Investigating mitochondrial and glycolytic phenotypes in Drosophila and patient derived models of C9orf72 Amyotrophic Lateral Sclerosis

Introduction: ALS is a neurodegenerative disorder characterised by progressive upper and lower motor neurone loss. A GGGGCC repeat expansion in the C9orf72 gene is the most common mutation found in populations of European descent. Mitochondrial dysfunction and changes to glycolysis have been observed in C9orf72-ALS patients and models of the disease. Further understanding of these changes could help the development of new targeted therapies for patients carrying this mutation. This thesis investigates how metabolism is altered in neurones derived from C9orf72-ALS patients and Drosophila models of C9orf72-ALS.

Results: Neurones from C9orf72-ALS patients displayed reduced mitochondrial membrane potential, increased mitoROS production and increased levels mtDNA. Mitophagy was impaired in C9orf72-ALS iNeurones, which appears to be due to reductions in autophagosome production and reduced ULK1 recruitment to mitochondria. In Drosophila models of C9orf72-ALS, glucose uptake by neurones is increased, however feeding a high sugar diet could rescue locomotor deficits but not increase survival.

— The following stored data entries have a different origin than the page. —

PR #952, opened 2026-04-18
Client elevation

### LINKED ISSUE #944: Step-Up auth
Actions including
* deleting clients,applications
* creating/deleting/modifying users
* changing the password of the current user

Should require step-up auth. Meaning the user has to re authenticate with
* their user password if it's a local user
* the IdP server, if it's a oidc user

This is to ensure that potentially unrecoverable actions are a more secured. 

We probably have to add another field to the user to define the last used login method, so we can use this to determine how to re authenticate.

Todos:
* Local user step-up: Add /auth/step-up api which accepts a client-id, and step-up duration e.g. (15m). This endpoint should require basic auth.
* Oidc step up
  * Add step up boolean flag to  /auth/oidc/login endpoint, and store it in pending session
  * On /auth/oidc/callback we see the stepup flag and can read the existing session cookie and then do the step up. We'll have to additionally validate that the user of the session and the oidc callback matches.
  * Redirect the user back to the previously open page.

jmattheis:
[step-up.webm](https://github.com/user-attachments/assets/31967ccd-fce5-442a-8163-e38d4f6a6746)

Fixes #944


eternal-flame-AD:
I am traveling rn, will take a look probably Tuesday!

ui/src/client/ClientStore.ts
```diff
@@ -38,4 +38,11 @@ export class ClientStore extends BaseStore<IClient> {
         await this.createNoNotifcation(name);
         this.snack('Client added');
     };
+
+    @action
+    public elevate = async (id: number, durationSeconds: number): Promise<void> => {
+        await axios.post(`${config.get('url')}client:elevate`, {id, durationSeconds});
+        await this.refresh();
+        this.snack('Client elevated');
```
eternal-flame-AD: ux: when the selection is "cancel elevation" (if durationSeconds <0) it should show a different msg

auth/authentication.go
```diff
@@ -39,16 +42,20 @@ type Auth struct {
...
 
 // RequireClient returns a gin middleware which requires a client token or basic authentication header to be supplied
 // with the request.
 func (a *Auth) RequireClient(ctx *gin.Context) {
-	a.evaluateOr401(ctx, a.user(false), a.client(false))
+	a.evaluateOr401(ctx, a.user(false), a.client(false, false))
+}
+
+// RequireElevatedClient requires an elevated client token or basic auth.
+func (a *Auth) RequireElevatedClient(ctx *gin.Context) {
```
eternal-flame-AD, line 57: nitpick: the helper function in auth package is getting more and more numerous and with cryptic boolean flag, maybe consider use some pattern (functional, etc) to compose things like "RequireAdmin", "RequireClient", "RequireElevatedClient", etc

auth/authentication.go
```diff
@@ -39,16 +42,20 @@ type Auth struct {
 	SecureCookie bool
 }
 
-// RequireAdmin returns a gin middleware which requires a client token or basic authentication header to be supplied
-// with the request. Also the authenticated user must be an administrator.
+// RequireElevatedAdmin requires an elevated client token or basic auth, the user must be an admin.
```
eternal-flame-AD: The function name does not match doc name

router/router.go
```diff
@@ -185,64 +186,52 @@ func Create(db *database.GormDatabase, vInfo *model.VersionInfo, conf *config.Co
...
-
-		clientAuth.POST("current/user/password", userHandler.ChangePassword)
-
 		clientAuth.POST("/auth/logout", sessionHandler.Logout)
 	}
 
+	clientElevated := g.Group("")
+	{
+		clientElevated.Use(authentication.RequireElevatedClient)
+		clientElevated.POST("/client:elevate", clientHandler.ElevateClient)
```
eternal-flame-AD: Maybe /client/:id/elevate is more REST-y?

api/user.go
```diff
@@ -126,7 +130,17 @@ func (a *UserAPI) GetCurrentUser(ctx *gin.Context) {
...
-	ctx.JSON(200, toExternalUser(user))
+	result := &model.CurrentUserExternal{
+		ID:    user.ID,
+		Name:  user.Name,
+		Admin: user.Admin,
+	}
+	client := auth.GetClient(ctx)
+	if client != nil {
+		result.ClientID = client.ID
+		result.ElevatedUntil = client.ElevatedUntil
```
eternal-flame-AD: I think it would make more sense and be more useful to hide this field if the server believes it is in the past. It gives a concreate yes or no for the client whether they are elevated right now irrespective of time differences.

ui/src/client/Clients.tsx
```diff
@@ -113,6 +134,20 @@ const Row = ({name, value, lastUsed, fEdit, fDelete}: IRowProps) => (
         <TableCell>
             <LastUsedCell lastUsed={lastUsed} />
         </TableCell>
+        <TableCell>
+            {elevatedUntil && Date.parse(elevatedUntil) > Date.now() ? (
+                <TimeAgo date={elevatedUntil} formatter={TimeAgoFormatter.long} />
```
eternal-flame-AD: Same concern as above, I would cap the granularity of this field to one minute because the "in 15 seconds" or "5 seconds ago" are false precision that may not be true depending on clock synchronization.

seems to be doable by setting a custom unit for react-timeago between minutes, hours and days

router/router.go
jmattheis: I've got this from here: https://google.aip.dev/136 though I'm not sure how common this actually is. I don't really have a preference, do you have one?

PS: Thanks for the review!

eternal-flame-AD: It's okay, I prefer using REST as that matches as the current "vibe" of designs, but I'm not going to insist on it.

eternal-flame-AD (dismissed):

router/router.go
jmattheis: I've changed this to /client/:id/elevate, you're right, this is more consistent with other apis e.g. /application/:id/image.

PR #959, opened 2026-05-09
Delete inactive clients/sessions

### LINKED ISSUE #943: Periodically delete inactive client sessions
From https://github.com/gotify/server/pull/941#discussion_r3015537823

With the changes in #941, we have a session cookie for both local login and OIDC login. The cookie expires after 7 days of inactivity. gotify should periodically delete clients of type session when there weren't used in the last 7 days.

LastUsed from the client is only set on use, so it may be nil when the client token was never used. We probably have to add a createdAt field to the client (and to be consistent to all other models). So it's possible check `createdAt < now - 7 days && (lastUsed is null or lastUsed < now - 7 days)` for the delete query.

jmattheis:
This MR includes:

* Add createdAt fields to all models
* Add expiresAfterInactivitySeconds to client
* Clean up inactive clients

fixes #943


router/router.go
```diff
@@ -71,7 +72,16 @@ func Create(db *database.GormDatabase, vInfo *model.VersionInfo, conf *config.Co
 		for range ticker.C {
 			connectedTokens := streamHandler.CollectConnectedClientTokens()
 			now := time.Now()
-			db.UpdateClientTokensLastUsed(connectedTokens, &now)
+			if err := db.UpdateClientTokensLastUsed(connectedTokens, &now); err != nil {
+				log.Println("Error updating last used", err)
+			}
+			if expired, err := db.CleanupExpiredClients(now); err == nil {
```
eternal-flame-AD, line 78: I think as with last time we shouldn't have significant unusable precision on the schema.

If we can only process this every minute let use expiresAfter...Minutes or hours instead

ui/src/client/Clients.tsx
```diff
@@ -141,6 +162,16 @@ const Row = ({name, value, lastUsed, elevatedUntil, fEdit, fDelete, fElevate}: I
                 '-'
             )}
         </TableCell>
+        <TableCell>
+            <TimeAgo date={createdAt} formatter={TimeAgoFormatter.long} />
+        </TableCell>
+        <TableCell className="expires-in">
+            {expiresAt ? (
+                <TimeAgo date={expiresAt} formatter={TimeAgoFormatter.longMinutes} />
```
eternal-flame-AD: Same thing, this format should be unified as minutes or hours, minutes.

I think the ability to glance through this column is more important than the exact timestamp represented in a changing formatting.

eternal-flame-AD:
Another option for this to work precisely is to memoize an expiresAt field updated along with lastUsed, and predicate all client selections with a condition.

ui/src/client/Clients.tsx
jmattheis: Do you mean that the units for all rows are the same, so only hours and minutes are displayed even if the client expires in days or months?

eternal-flame-AD: Yes, like all X hours, Y minutes or some other format that makes sense for scanning and glancing I think.

router/router.go
jmattheis: I'll use your proposal with the memoized expires_at, then we can keep the second precision.

ui/src/client/Clients.tsx
jmattheis: It now looks like this. I've changed created at to absolute time and elevation/expiry to the short relative time.

image

eternal-flame-AD (approved):
lgtm!

PR #960, opened 2026-05-12
fix(ui): make messages layout responsive

### LINKED ISSUE #744: Request to add option to fill page or make reactive
I have a few notifications that are long and wide and I have to scroll to get to the horizontal scroll bar to see the wider notifications.
image

It would be nice to have the notifications window fill the available area to allow for viewing the wider notifications either with an option to "fill" or have the notification area be reactive to the size of the screen or window viewing them. 

not using Gotify as there are others that offer this but aren't as easy to configure if there is no native Gotify support.

**Additional context**
none at the moment as the above should suffice, but let me know if you have questions.

Victor-root:
## ✨ Summary

This improves the responsiveness of the WebUI Messages page.

The Messages page was previously constrained by the default `DefaultPage` width, which made the message list feel unnecessarily narrow on desktop screens and left a lot of available horizontal space unused.

This PR keeps the change scoped to the Messages page and preserves the existing layout for the other pages.

Fixes #744

## 🖥️ Desktop behavior

On larger desktop screens, the Messages page now uses more of the available horizontal space while still keeping a reasonable maximum width.

This makes long notifications, logs, Markdown content, and code blocks much easier to read without changing the overall Gotify layout.

## 🔧 Changes

- Set a wider `maxWidth` only for the Messages page.
- Size individual message cards based on their content.
- Keep short text-only messages compact.
- Allow messages with wide content, such as logs or code blocks, to expand up to the available page width.
- Clamp `<pre>` blocks to the message card width while preserving internal horizontal scrolling.
- Leave the other pages unchanged.

### ✅ Tested

I tested the change locally on:

- 🖥️ Desktop
- 💻 Laptop
- 📱 Mobile web viewport

Everything works as expected:
- the Messages page uses much more available width on desktop;
- the layout remains clean on laptop/tablet-sized screens;
- mobile web keeps message cards within the viewport while preserving code block horizontal scrolling;
- the Android app is not affected;
- existing messages, apps, clients, and WebSocket updates continue to work.

### Desktop :
image

### Laptop :

laptop

### Mobile web :

image

### DIFF
--- a/ui/src/message/Message.tsx
+++ b/ui/src/message/Message.tsx
@@ -80,6 +80,7 @@ const useStyles = makeStyles()((theme: Theme) => ({
         },
         '& pre': {
             overflow: 'auto',
+            maxWidth: '100%',
             borderRadius: '0.25em',
             backgroundColor:
                 theme.palette.mode === 'dark' ? 'rgba(255,255,255,0.05)' : 'rgba(0,0,0,0.05)',
@@ -168,6 +169,10 @@ const Message = ({
                 style={{
                     display: 'flex',
                     flexWrap: 'wrap',
+                    width: 'fit-content',
+                    minWidth: 'min(700px, 100%)',
+                    maxWidth: '100%',
+                    margin: '0 auto',
                     borderLeftColor: priorityColor(priority),
                     borderLeftWidth: 6,
                     borderLeftStyle: 'solid',
--- a/ui/src/message/Messages.tsx
+++ b/ui/src/message/Messages.tsx
@@ -115,6 +115,7 @@ const Messages = observer(() => {
     return (
         <DefaultPage
             title={name}
+            maxWidth={1600}
             rightControl={
                 <div>
                     {app && (


ui/src/message/Message.tsx
```diff
@@ -88,6 +89,13 @@ const useStyles = makeStyles()((theme: Theme) => ({
         '& img': {
             maxWidth: '100%',
         },
+        [theme.breakpoints.down('sm')]: {
+            '& pre': {
+                whiteSpace: 'pre-wrap',
```
jmattheis: pre must continue to have _no_ word wrap. It's basically the feature of code formatting to keep it as it. I'd say almost every markdown renderer doesn't do this. E.g. 

```
REALLLLLLLLLLLLLLLLLLLLLLLLLLLLLLLLLLLLY LOOOOOOOOOOOOOOOOOOOOOOOOOOOOONG LINNNNNNNNNNNNNNNNNNNNNNNNNNNNNNNNNNNNE
```

ui/src/message/Messages.tsx
```diff
@@ -115,6 +115,7 @@ const Messages = observer(() => {
     return (
         <DefaultPage
             title={name}
+            maxWidth={1600}
```
jmattheis, line 118: While this works for wide messages, shorter, text only messages now look bad and aren't that readable anymore.

The width of the message should depend on the content. If there is a wide \<code> block inside, the message can be wider, but smaller text only messages should continue having the small width.

Also mentioned here: https://github.com/gotify/server/issues/744#issuecomment-2509749549

jmattheis (changes requested):
Thanks for the contribution.

Victor-root:
Thanks for the review.

I updated the PR to keep `<pre>` content unwrapped with internal horizontal scrolling.

I also changed the message card sizing so short text-only messages keep the compact width, while wider content such as logs or code blocks can expand up to the available page width.

I retested it on desktop, laptop, and mobile web viewports.

Unrelated to this PR: would you be open to a separate PR adding an optional WebUI settings/preferences section?

The idea would be to keep all current defaults unchanged, but allow users to customize some UI preferences explicitly from the WebUI. For example, message layout/display preferences could live there instead of changing the default behavior for everyone.

I’m asking before working on it, since I’d rather avoid spending time on a larger UI change if this is not something you would want in Gotify.

ui/src/message/Message.tsx
```diff
@@ -168,6 +169,10 @@ const Message = ({
                 style={{
                     display: 'flex',
                     flexWrap: 'wrap',
+                    width: 'fit-content',
+                    minWidth: 'min(700px, 100%)',
```
jmattheis, line 173: This doesn't seem to work sometimes. E.g. with this messages

```
{
  "title": "hello",
  "message": "Lorem ipsum dolor sit amet, consetetur sadipscing elitr, sed diam nonumy eirmod tempor invidunt ut labore et dolore magna aliquyam erat, sed diam voluptua. At vero eos et accusam et justo duo dolores et ea rebum. Stet clita kasd gubergren, no sea takimata sanctus est Lorem ipsum dolor sit amet. Lorem ipsum dolor sit amet, consetetur sadipscing elitr, sed diam nonumy eirmod tempor invidunt ut labore et dolore magna aliquyam erat, sed diam voluptua. At vero eos et accusam et justo duo dolores et ea rebum. Stet clita kasd gubergren, no sea takimata sanctus est Lorem ipsum dolor sit amet. Lorem ipsum dolor sit amet, consetetur sadipscing elitr, sed diam nonumy eirmod tempor invidunt ut labore et dolore magna aliquyam erat, sed diam voluptua. At vero eos et accusam et justo duo dolores et ea rebum. Stet clita kasd gubergren, no sea takimata sanctus est Lorem ipsum dolor sit amet.",
  "priority": 5,
  "extras": {
      "client::display": { "contentType": "text/markdown" }
  }
}

{
  "title": "hello",
  "message": "![](https://placecats.com/600/400)",
  "priority": 5,
  "extras": {
      "client::display": { "contentType": "text/markdown" }
  }
}
```

Both messages should have 700px width. as the width is for better readability of text.

Image

ui/src/message/Messages.tsx
```diff
@@ -115,6 +115,7 @@ const Messages = observer(() => {
     return (
```
jmattheis, line 115: > Unrelated to this PR: would you be open to a separate PR adding an optional WebUI settings/preferences section?

> The idea would be to keep all current defaults unchanged, but allow users to customize some UI preferences explicitly from the WebUI. For example, message layout/display preferences could live there instead of changing the default behavior for everyone.

Yes, we're open to that, but generally it's better to first create a ticket for proposed changes.

I prefer good defaults instead of settings but for some things like: Date format, message layout, relative/absolute time a setting would be okay. The discussion about possible changes could result in just changing the behavior instead creating a toggle for the feature.

When creating PRs please create separate PRs for each feature, so that we don't have a big changes, and can merge the subsets that don't require much discussion faster.

Victor-root:
Thanks for the feedback and the review time.

I’m closing this PR.

After testing the latest requested approach, it no longer solves the original issue. The more constrained/content-specific behavior keeps many real-world log-like notifications at the compact width, so it does not address the actual problem reported in #744: making these messages easier to read on wider screens.

This is not just my own use case; the issue was already reported by other users before I opened this PR.

I understand the concern about preserving the default readability/layout for regular text messages, but continuing in this direction would no longer fix the issue this PR was meant to solve.

I’ll maintain this behavior in my own fork/local build instead.

Thanks.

Discussion: These data show that mitochondrial function is impaired in C9orf72-ALS neurones. This thesis is one of the first to report a mitophagy deficit in C9orf72-ALS neurones, with in-depth characterisation showing a deficit in autophagosome production is likely responsible. These data also demonstrate that despite increases in glycolysis in Drosophila models of C9orf72-ALS, high sugar diets cannot rescue phenotypes. This thesis highlights the importance of further study into glycolysis and mitophagy in C9orf72-ALS as potential therapeutic targets for the disease.